Она опять остановилась. Никто не прерывал ее молчания.
-- Горе наше общее, и будем делить все пополам. Все, что мое, то ваше,
-- сказала она, оглядывая лица, стоявшие перед нею.
Все глаза смотрели на нее с одинаковым выражением, значения которого
она не могла понять. Было ли это любопытство, преданность, благодарность,
или испуг и недоверие, но выражение на всех лицах было одинаковое.
-- Много довольны вашей милостью, только нам брать господский хлеб не
приходится, -- сказал голос сзади.
-- Да отчего же? -- сказала княжна.
Никто не ответил, и княжна Марья, оглядываясь по толпе, замечала, что
теперь все глаза, с которыми она встречалась, тотчас же опускались.
-- Отчего же вы не хотите? -- спросила она опять.
Никто не отвечал.
Княжне Марье становилось тяжело от этого молчанья; она старалась
уловить чей-нибудь взгляд.
-- Отчего вы не говорите? -- обратилась княжна к старому старику,
который, облокотившись на палку, стоял перед ней. -- Скажи, ежели ты
думаешь, что еще что-нибудь нужно. Я все сделаю, -- сказала она, уловив его
взгляд. Но он, как бы рассердившись за это, опустил совсем голову и
проговорил:
-- Чего соглашаться-то, не нужно нам хлеба.

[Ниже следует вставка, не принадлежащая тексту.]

Issue #3255, opened 2022-07-27
wgsl: Add limits to avoid nuisance floating point literals


dneto0:
The precision and range of representable floating point literals are bounded.

But it's easy enough to construct nuisance literals that cause a lot of complexity in literal parsing.

Examples:

   0x1.0p5000000000   // exponent does not fit in 32-bit int.  
   0x0.8p5000000001   // value is the same as the previous line.

   0x1.0000....(and another 1000 0 digits)...005p1 //  That last '5' isn't useful

A finite f64 has a binary exponent range of -1022 to +1023, and 53 bits of mantissa precision (~14 hex digits)

I'd like to propose program limits:
 - magnitude of the exponent of a hex float literal is at most 2000
 - mantissa of a hex float literal has at most 100 *significant* hex digits. (It can have lots and lots of leading 0s, including those that are after the '.' point.)
 - magnitude of the exponent of a decimal float literal is at most 1000  (f64 goes to about 1e308)
 - mantissa of a hex float literal has at most 100 *significant* decimal digits.

This allows all useful floating point literals, but avoids cases where a parser has to be extremely careful about overflowing its internal bookkeeping variables.

dneto0:
Motivation: https://github.com/KhronosGroup/SPIRV-Tools/pull/4874

dneto0:
It would be nice to rely on library functions.

* C99 strtod can parse a superset of WGSL hex floats
* C++11 std::strtod has the same effect as C's strod library function.  (And C++11 says it's based on C99).
* C++17's std::from_chars `[utility.from.chars]`, also is defined in terms of strtod, with modifications.

dneto0:
C99's spec for strtod  doesn't go into detail on nuisance limits.

kdashg:
<details><summary><a href="https://github.com/gpuweb/gpuweb/wiki/wgsl-2022-08-02-minutes#wgsl-add-limits-to-avoid-nuisance-floating-point-literals-3255">WGSL meeting minutes 2022-08-02</a></summary>

* KG: What do we want to do that is different from what we currently do?
* DN: **I want to wait and see where the non-hex-float stuff lands before deciding here.**

</details>

kdashg:
<details><summary><a href="https://github.com/gpuweb/gpuweb/wiki/wgsl-2022-09-06-minutes#wgsl-add-limits-to-avoid-nuisance-floating-point-literals--issue-3255">WGSL 2022-09-06 Minutes</a></summary>

[...]

Issue #3218, opened 2022-07-21
Parsing of strange float cases


dj2:
In the case I write something like `0.000000000000000000000000000000001e35` to mean `1.0` should we handle such cases?

(There is a similar case when dealing with hex floats)

dneto0:
I prefer "yes", to a limited extent. https://github.com/gpuweb/gpuweb/issues/3255

dneto0:
What do standard libaries do for decimal floats parsing?

kdashg:
<details><summary><a href="https://github.com/gpuweb/gpuweb/wiki/wgsl-2022-08-02-minutes#parsing-of-strange-float-cases-3218">WGSL meeting minutes 2022-08-02</a></summary>

* DN: Gives background.
* MM: Let’s not solve it ourselves. Let’s defer to another existing well-defined spec.
* DN: I looked at C++17, C++11 and they both defer to strtod in C99, and that’s not very strictly specified.
* DG: JS is not so clear. Says convert to an abstract value, then a double.  Doesn’t put a constraint on number of significant digits.  Says take 20 significant digits, then round.
* JB: Rust isn’t very specific.  Naga defers to a library for hex floats, and I looked at its code and it handles overflow cases e.g. with checked arithmetic. For decimal floats, it uses the Rust standard library, which isn’t well-specified.
* MM: Next step is investigation into JS.  
* DN: Does JS have hex floats? (no)
* KG: Would be ok to have our hex floats be special if JS doesn’t have them.
* KG: Let’s not be better than JS.  File an issue against ECMAscript.
* MM: Reasonable language spec:  GLSL, JS. Let’s look at those
* DG: [https://tc39.es/ecma262/multipage/abstract-operations.html#sec-roundmvresult](https://tc39.es/ecma262/multipage/abstract-operations.html#sec-roundmvresult) 
* MM: Agree with KG: Don’t block on this if JS doesn’t have a good answer for us.
* JB: (ECMAScript doesn’t seem to have hex floats)
* KG: Can we **just say “let’s aim for JS” and come back to talk if we discover that it’s not good enough**.
* DN: Sounds good.
* MM: +1
* JB: (ECMA requires arbitrary digit lengths)
* DG: (Also what strtod in clang does)

</details>

dneto0:
This could use more examples to illustrate some stressing cases.  Corresponding CTS would be useful.

PR #3565, opened 2022-11-02
Clarify mathematical value of float literal

dneto0:
Limit decimal floats to 20 significant digits, hex floats to 17. Explain the literal denotes the mathematical value after conversion to the target value.

Fixes: #3255 #3218

### DIFF
--- a/wgsl/index.bs
+++ b/wgsl/index.bs
@@ -636,29 +636,6 @@ An <dfn>integer literal</dfn> is:
 
 A <dfn>floating point literal</dfn> is either a [=decimal floating point literal=]
 or a [=hexadecimal floating point literal=].
-* A <dfn noexport>decimal floating point literal</dfn> is:
-    * A mantissa, specified as a sequence of digits, with an optional decimal point (`.`) somewhere among them.
-    * Then an optional exponent suffix consisting of:
-        * `e` or `E`.
-        * Then an exponent specified as an decimal number with an optional leading sign (`+` or `-`).
-        * Then an optional `f` or `h` suffix.
-    * At least one of the decimal point, or the exponent, or the `f` or `h` suffix
-         [=shader-creation error|must=] be present.
-         If none are, then the token is instead an [=integer literal=].
-    * The value of the literal is the value of the mantissa multiplied by 10 to the power of the exponent.
-         When no exponent is specified, an exponent of 0 is assumed.
-
-* A <dfn noexport>hexadecimal floating point literal</dfn> is:
-    * A `0x` or `0X` prefix
-    * Then a mantissa, specified as a sequence of hexadecimal digits, with an optional hexadecimal point (`.`) somewhere among them.
-    * Then an optional exponent suffix consisting of:
-        * `p` or `P`
-        * Then an exponent specified as an decimal number with an optional leading sign (`+` or `-`).
-        * Then an optional `f` or `h` suffix.
-    * At least one of the hexadecimal point, or the exponent [=shader-creation error|must=] be present.
-         If neither are, then the token is instead an [=integer literal=].
-    * The value of the literal is the value of the mantissa multiplied by 2 to the power of the exponent.
-         When no exponent is specified, an exponent of 0 is assumed.
 
 <div class='syntax' noexport='true'>
   <dfn for=syntax>float_literal</dfn> :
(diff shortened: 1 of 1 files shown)


dneto0:
This also reorganizes where the grammar rules are written, pulling the decimal float rule and examples closer to the explanation of decimal floats, and similar for hex floats.
Probably best to look at the HTML rendering.

dneto0:
This limits the nuisance floats, so that parsers can avoid blowing up. They know they can throw away signifcant digits beyond a certain point.

There remains the obligation to handle cases like:

      0.0000000000000000000e+50000000000000000  // this is zero anyway.

      0x10000000000000000000000000000000000000000.1p-160   // which is approximately 1.0
      // there are 40 zeroes (I hope) between the first 1 and the decimal point.

wgsl/index.bs
```diff
@@ -715,8 +743,32 @@ or a [=hexadecimal floating point literal=].
   </xmp>
 </div>
 
+<div algorithm="mathematical value of hexadecimal floating point literal">
+The mathematical value of a [=hexadecimal floating point literal=] is computed as follows:
+* Compute *effective_mantissa* from *mantissa*:
+    * If *mantissa* has 17 or fewer [=mantissa/significant=] digits, then *effective_mantissa* is *mantissa*.
```
dneto0, line 749: This preserves 68 bits.  That seemed appropriate.
The decimal float literal algorithm preserves ~66.4 bits.

mehmetoguzderin (approved):
I think this is a good representation of the syntax

wgsl/index.bs
dneto0: Hm.  I'm not sure that there is benefit for *17* hex digits over *16* hex digits.
And using 16 allows us to keep all the bits in a uint64_t

wgsl/index.bs
```diff
@@ -694,6 +689,39 @@ or a [=hexadecimal floating point literal=].
   </xmp>
 </div>
 
+<div algorithm="mathematical value of decimal floating point literal">
+The mathematical value of a [=decimal floating point literal=] is computed as follows:
+* Compute |effective_mantissa| from |mantissa|:
+    * If |mantissa| has 20 or fewer [=mantissa/significant=] digits, then |effective_mantissa| is |mantissa|.
+    * Otherwise:
+        * Let |truncated_mantissa| be the same as |mantissa| except each digit to the
+             right of the 20th significant digit is replaced with 0.
```
dj2, line 698: Would it make sense to just make the 20 a lower bound? So, the implementation has to handle at least 20, but can do what it wants after that?

dneto0: Hm.  The committee decision was basically "let's do what ECMAScript does", and I didn't think about it too much.

WGSL is different in that AbstractFloat is IEEE float64 right now, but could be expanded to more later.  So in that sense it's different from ECMAScript, which is fixed at IEEE float64.

Actually thinking about it again:
* IEEE binary64 has 53 bits mantissa (including hidden 1 for normal numbers), and that's less than the ~66.4 bits captured by 20 significant digits.  
* So is it true that it kind of doesn't matter that it's 20, as long as it has at least enough significant digits to fill 53 bits of mantissa. 
* Which means we could radically simplify?  (But need to take it back to the group for review)

dneto0: I traced the "20 digits" rule back to the initial commit in https://github.com/tc39/ecma262 in 2014-04-09

And it also appears in the June 1997 edition of ECMAscript: https://www.ecma-international.org/wp-content/uploads/ECMA-262_1st_edition_june_1997.pdf

kdashg:
<details><summary><a href="https://github.com/gpuweb/gpuweb/wiki/wgsl-2022-11-08-minutes#clarify-mathematical-value-of-float-literal-3565">WGSL 2022-11-08 Minutes</a></summary>

* DN: I copied the ECMAscript algorithm for decimal floats: 20 significant digits. (~66.4 bits preserved)
* DN: For hex floats (not in ECMAscript), I used 16 significant hex digits. (64 bits preserved)
    * The key review question: is 16 appropriate here. I think so.  A double only has 53 bits of mantissa (if you include the hidden leading 1 for normal numbers)
* No opposition: **Consensus: take**

</details>

dneto0:
Some folks internally wondered whether we need the hardcoded numbers.

There may be room to simplify the spec by saying something like "Use enough digits to ensure that the result equals either the rounded up or rounded down value of the the infinitely precise result", and then leave the exact number an implementation detail.   For example, it seems 17 decimal digits is enough for any 'double' precision float.

But I can file a followup as an editorial change.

-- Что ж, нам все бросить-то? Не согласны. Не согласны... Нет нашего
согласия. Мы тебя жалеем, а нашего согласия нет. Поезжай сама, одна... --
раздалось в толпе с разных сторон. И опять на всех лицах этой толпы
показалось одно и то же выражение, и теперь это было уже наверное не
выражение любопытства и благодарности, а выражение озлобленной
решительности.
-- Да вы не поняли, верно, -- с грустной улыбкой сказала княжна Марья.
-- Отчего вы не хотите ехать? Я обещаю поселить вас, кормить. А здесь
неприятель разорит вас...
Но голос ее заглушали голоса толпы.
-- Нет нашего согласия, пускай разоряет! Не берем твоего хлеба, нет
согласия нашего!
Княжна Марья старалась уловить опять чей-нибудь взгляд из толпы, но ни
один взгляд не был устремлен на нее; глаза, очевидно, избегали ее. Ей стало
странно и неловко.
-- Вишь, научила ловко, за ней в крепость иди! Дома разори да в кабалу
и ступай. Как же! Я хлеб, мол, отдам! -- слышались голоса в толпе.
Княжна Марья, опустив голову, вышла из круга и пошла в дом. Повторив
Дрону приказание о том, чтобы завтра были лошади для отъезда, она ушла в
свою комнату и осталась одна с своими мыслями.